The following R syntax uses the variable Sepal.Length as the dependent variable and the remaining variables in the dataset every bit independent variables:

summary(lm(Sepal.Length ~ ., iris))     # Results of linear regression

As well many other metrics, the output displays regression coefficients, standard errors, t-values, and p-values. As the stars on the right side of the output signal, all independent variables significantly impact the dependent variable.

Related post: Interpreting Regression Coefficients and their P-values

Generating Random Numbers with R Programming

So far, nosotros have used R to analyze the iris blossom dataset. However, the R programming linguistic communication also provides powerful functions to generate random data.

Whenever random processes are involved, it is useful to ready a random seed. A random seed is a number that initializes a pseudorandom number generator and allows other analysts to reproduce our "random" output. We can set a random seed in R using the set up.seed part:

ready.seed(101101)     # Gear up a random seed

Next, we tin draw random numbers from a random distribution. The rnorm function draws numbers from a normal distribution:

x_small <- rnorm(20)     # Generate minor sample

The previous R lawmaking has generated twenty random numbers following a normal distribution. We can visualize our randomly generated data in a histogram using the hist office:

hist(x_small)     # Draw histogram of small sample

The previous figure visualizes our random data in a histogram. As you lot can see, our data does not look unremarkably distributed yet.

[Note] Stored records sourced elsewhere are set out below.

PR #592, opened 2026-08-04
Read a disconnected probe as None, not -18 C

trailro:
## What

On the 9 converting boards (~82 supported models), a disconnected probe reads **-18 °C** instead of `None` when the grill is in Celsius.

The chain: `convertTemperature` (in the JS template) maps the disconnected-probe sentinel `960` to `null`. The board's `ftoc` helper then runs on that value, and its guard is `typeof temp === "undefined" || temp === 960` — it does **not** cover `null`. So `ftoc(null)` falls through to `Math.floor((null - 32) / 1.8)`; JS coerces `null` to `0`, giving `Math.floor(-17.7)` = **-18**. Every unplugged probe, target, and unused temperature field on a Celsius grill reads -18 °C.

Reproduced on all 9 boards; against unpatched `main`, PBA's sentinel frame yields `{p1Target: -18, p2Target: -18, p1Temp: -18, ... grillTemp: -18}`. Surfaced through `get_probe_targets`, `get_probe_targets`'s own docstring ("absent rather than present as None") is violated — it invents a -18 °C target for probes that have none. (A live PBL grill — a *non*-converting board — reads `None` correctly, and confirmed the two upstream premises: real grills send the 960 sentinel and do run in Celsius.)

## Fix

`grills.json` is generated from the vendor API and must never be hand-edited (REVIEW.md). Every `=== 960` in the shipped routines is that `ftoc` guard — nothing else compares to the sentinel — so `_scrub_js` (which already rewrites this JS at load time) extends the guard to `null` as well: `temp === 960 || temp === null`. `ftoc` returns its argument unchanged for the guarded cases, so `ftoc(null)` now returns `null` → the field is `None`, the intended value.

**Lossless:** the fix touches only the sentinel path. A genuine reading still converts (verified: 225 °F → 107 °C, unchanged); only `null` becomes `None` instead of -18. Non-converting boards never call `ftoc` and are entirely unaffected.

## Tests

- `test_a_disconnected_probe_reads_none_not_minus_18_on_converting_boards` — all 9 boards, every sentinel field, no -18 in the result.
- `test_a_real_temperature_still_converts_after_the_sentinel_fix` — a real value still converts; only the sentinel is None.

Both fail against unpatched `main`, verified.

### DIFF
--- a/pytboss/grills.py
+++ b/pytboss/grills.py
@@ -137,11 +137,23 @@ parse(dukpy['message']);
 
 _FN_RE = re.compile(r"(.+ ?= ?)(\(.[^\)]+\))( ?=>)?(.+)")
 
+# The converting boards' `ftoc` helper short-circuits the disconnected-probe
+# sentinel with `typeof temp === "undefined" || temp === 960`, returning the
+# value unchanged -- but `convertTemperature` (in the template) has already
+# mapped 960 to `null`, and the guard does not cover `null`. So `ftoc(null)`
+# falls through to `Math.floor((null - 32) / 1.8)`, and JS coerces `null` to
+# 0: a disconnected probe reads -18 (degrees C) instead of None. Every
+# `=== 960` in the shipped routines is that guard (nothing else compares to
+# the sentinel), so extending it to `null` restores the intended None without
+# touching `grills.json`, which is generated (REVIEW.md).
+_FTOC_SENTINEL_RE = re.compile(r"(\w+)\s*===\s*960\b")
+
 
 def _scrub_js(s: str | None) -> str | None:
     if s is None:
         return s
     s = _FN_RE.sub(r"\1 function \2\4", s)
+    s = _FTOC_SENTINEL_RE.sub(r"\1 === 960 || \1 === null", s)
     s = s.replace("let ", "var ")
     s = s.replace("const ", "var ")
     return s
--- a/tests/test_grills.py
+++ b/tests/test_grills.py
@@ -568,3 +568,40 @@ def test_every_board_accepts_a_frame_at_its_length_threshold():
                 continue
             assert not grills_lib._is_truncated("f" * (2 * n), js)  # at threshold: ok
             assert grills_lib._is_truncated("f" * (2 * n - 2), js)  # one byte short
+
+
+def test_a_disconnected_probe_reads_none_not_minus_18_on_converting_boards():
+    """`ftoc(null)` returned -18 for a disconnected probe on the ftoc boards.
+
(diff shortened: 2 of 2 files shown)


trailro:
Rebased onto `main` after #591 landed — the conflict was the tail of `tests/test_grills.py` (both PRs append tests), both kept. 906 pass, ruff/format/mypy clean.

dknowles2 (approved):
Verified, merging. **906 tests**, `ruff check`, `ruff format --check`, `mypy .` clean.

```
drop the sentinel rewrite                 -> test_a_disconnected_probe_reads_none_...   FAILS
rewrite to `undefined` instead of `null`  -> test_a_disconnected_probe_reads_none_...   FAILS
break it so real values are swallowed     -> 91 tests FAIL
```

That third one is the one I most wanted to see. The risk in this change is not that it fails to fix the sentinel, it is that it quietly stops converting real readings — and 91 failures says the catalogue-wide parse tests would catch that immediately.

## Checked the provenance claim by executing

"Every `=== 960` in the shipped routines is that guard" is the load-bearing assumption — a rewrite applied by regex to generated vendor source is only safe if you know every site it hits. Swept all reachable boards:

```
total `=== 960` occurrences: 17
distinct surrounding shapes: 1  (the ftoc guard)
```

No other comparison to the sentinel anywhere, so the substitution cannot land somewhere unintended.

Counts also check out on reachable boards: **9 converting boards** — LFS, PBA, PBE, PBL3, PBM, PBM2, PBT, PBV, PBV2 — carrying **82 models**, exactly as stated.

## One thing I nearly got wrong, and it is my error to record

I went to check that `_scrub_js` even reaches these routines, because I have been carrying a note saying it applies to *command* functions only and that status functions go to dukpy untouched. That note is wrong: `grills.py:357-358` runs both `status_function` and `temperature_function` through it. I had conflated `_scrub_js` with `_live_code` — the latter is the comment stripper, and the distinction is what my earlier note was actually about.

Worth saying out loud because it is the second time this session that a belief of mine about this file has been wrong in a way that would have made me reject a correct fix.

## On the shape of the fix

Extending the guard rather than special-casing `ftoc`'s callers is right, and the reason is in the JS: `ftoc` returns its argument unchanged for guarded values, so widening the guard makes `ftoc(null)` return `null` — the same path the sentinel already takes, not a new one. Nothing else in the function has to know.

The `-18` is a good tell for anyone reading a bug report later: `Math.floor((0 - 32) / 1.8)`. A probe reading exactly -18 °C on a Celsius grill is not cold, it is absent.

Related posts: Using Histograms to Understand Your Data and Assessing Normality: Histograms vs. Q-Q Plots

The reason for this is that we have drawn only 20 random numbers from the normal distribution and, due to the law of large numbers, we need to draw a larger sample to approximate a normal distribution.

We can do this past simply increasing the number within the rnorm role. The post-obit R lawmaking draws 10000 random numbers from the normal distribution:

x_large <- rnorm(10000)     # Generate large sample

Let'southward draw these data in a histogram:

hist(x_large, breaks = 100)     # Draw histogram of large sample

Later on executing the code, R creates the histogram beneath.

As you can see, our data nigh perfectly follows the normal distribution.

Summary & About the Author

In this tutorial, yous take learned how to calculate basic statistics using the R programming language. In case you lot desire to larn more than about topics similar this, you may bank check out my website, Statistics Globe, also every bit the Statistics Globe YouTube aqueduct.

My name is Joachim Schork, I'thou a survey statistician and developer, and I provide many R programming and statistics tutorials on these platforms. Cheers a lot to Jim Frost for providing me this opportunity to introduce the R programming language on his wonderful website!